PCR product was visualized by E-Gel 96 to check samples for amplification. All samples with positive amplification were normalized to 25 ng/µl using the SequalPrep Normalization Kit (Life Technologies, Carlsbad, CA), and an equal volume of each sample library was pooled followed by cleaning using AxyPrep Mag Beads25. The pool was stored at −20 °C, then shipped to the University of Maryland Institute for Genome Sciences for sequencing using the Illumina MiSeq protocol25. Appropriate positive and negative controls were included in all sample preparation steps. A pooled sample of known bacteria served as positive control.

Sequence processing and statistical analysis

Although producing adequate DNA can be challenging from biopsy samples, >90% of these samples had at least 1,000 reads assigned by different taxonomy algorithms (Table 4, Suppl. Figure 1) and these samples were used for downstream analysis at each taxonomic level. Forward reads were de-multiplexed and ran through version 2.10.1 of the RDP classification algorithm26. at a 50% confidence score (Table 1) or pick_closed_reference_otus.py script in QIIME 1.91. Read counts were log normalized as previously described20.
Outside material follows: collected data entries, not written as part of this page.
PR #143366, opened 2026-09-09
fix: retain side-question resources through runtime cleanup

steipete:
Related: #140674

## What Problem This Solves

Resolves a lifetime gap where `/btw` keeps using a published runtime without retaining its resources through the side question and cleanup. That prevents safe retirement of managed generations while admitted side work is still running.

## Why This Change Was Made

Acquire the exact generation at the synchronous published-owner read, then retain it through side-question output, harness cleanup, and tracked descendants. Existing publication, standalone activation, configuration replacement, model selection, and catalog policy remain unchanged. The shared read policy moves into one internal module.

Parent cancellation and normal cleanup run in the captured generation context. The caller can receive its result before physical cleanup finishes, while the parent work owner still joins that cleanup.

## User Impact

Side questions retain their prepared resources until admitted work finishes, including during replacement and cancellation. This prepares the path for managed resource disposal; ordinary configured/raw producer disposal is not enabled by this PR. No public option, backend policy, or database schema changes.

## Evidence

Four lifetime cases fail against both original production files with premature SQLite closure. The combined case uses a real acquired plugin registration, the actual published loader and BTW harness path, delayed cleanup, replacement, exactly-once disposal, and database reopening. A test-only input adapter selects the existing owned read-only source; it does not enable configured disposal.

Final validation passed 81 BTW/native tests, 156 affected sibling tests, source-affected type/lint/Knip and remaining guard coverage, fresh isolated Codex review through P2, and a full build in 243.30 seconds. Counts overlap. Regression coverage includes parent MCP cancellation and normal cleanup context.

A strict plain-Node compiled run passed in 2.886 seconds with 12,120 unchanged artifacts and no application TypeScript/source fallback. It exercises actual built BTW on normal standalone publication, cancellation and cleanup context, plus actual built owned read-only published borrowing with SQLite close/reopen. Combined managed-source BTW composition is covered by the maintained native test. Cold BTW admission measured 241.82 ms; a warm call plus cleanup took 3.69 ms. These are local samples, not a comparative performance benchmark.

After rebasing onto current main, all five source files match the reviewed proof and all 81 composition cases pass again. No real external provider, packaged CLI, or native Codex execution is claimed; existing Codex interrupt/unsubscribe contracts were inspected and backend behavior is unchanged.

### DIFF
--- a/src/agents/btw.test.ts
+++ b/src/agents/btw.test.ts
@@ -1,5 +1,6 @@
 /** Tests BTW side-question execution, session context, auth, and harness routing. */
 
+import { DatabaseSync } from "node:sqlite";
 import { expectDefined } from "@openclaw/normalization-core";
 import { MAX_TIMER_TIMEOUT_MS } from "@openclaw/normalization-core/number-coercion";
 import { afterAll, afterEach, beforeAll, beforeEach, describe, expect, it, vi } from "vitest";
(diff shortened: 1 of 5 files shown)


steipete:
Merged via squash.

- Prepared head SHA: [e794c8ded20d52e5ac105479981cb83283121fb2](https://github.com/openclaw/openclaw/pull/143366/commits/e794c8ded20d52e5ac105479981cb83283121fb2)
- Landed commit: [c3f242fe0a79062b7417b9f93c5ac10653ee06a0](https://github.com/openclaw/openclaw/commit/c3f242fe0a79062b7417b9f93c5ac10653ee06a0)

Table 4 Number of sequences identified by the RDP classification algorithm*.

The alpha-diversity and richness measurements were performed using the functions “diversity” and “rarefy” from the vegan package in R, with the subsample size of “rarefy” set to the minimum number of sequences detected in any sample. MDS ordination was performed with Bray-Curtis dissimilarity using the vegan package in R. Log-normalized abundance values for each taxon at the phyla, class, order, family and genus levels (RDP algorithm) or OTU were evaluated with a series of linear models and non-parametric tests. P-values were corrected for multiple hypothesis testing using B & H FDR correction27 with correction occurring separately for each test at each taxonomic level. To preserve power, statistical tests were only constructed for taxa that were present in at least 25% of all samples. All linear models and statistical tests were conducted in R. The R code used is available here: https://github.com/afodor/metagenomicsTools/blob/master/src/scripts/topeOneAtATime/metadataTests.txt

Each linear model took the form of:

$${\rm{Y}}={\rm{metadata}}+{\rm{error}}$$
(1)

Where “Y” is the alpha-diversity, richness, MDS axis or log normalized abundance and the metadata is the case/control status (for a two-factor one-way ANOVA), sex (for a two-factor one-way ANOVA), or race (white, black or other for a three-factor one-way ANOVA) or tics count (for a linear regression) or waist circumference (for a linear regression). As indicated in the text, non-parametric equivalents to linear models were used to generate p-values including the Wilcoxon test for two-factor metadata, Kruskal-Wallis test for multi-factor metadata, and the Kendall test for association of two quantitative variables.

In order to ensure that our results were not a consequence of our use of the RDP algorithm, we performed t-tests comparing case and control status for each taxa at the genus level with both the RDP algorithm and with the OTUs from the QIIME pipeline. The inference produced from these two classification schemes was highly concordant (Supplementary Fig. 1) demonstrating that our results are robust to our choice of classification scheme.

Data Availability

The datasets generated from this study are available from the corresponding author on request. Raw sequences are available in the NCBI SRA data repository via submission SUB3467354 under Bioproject PRJNA429136.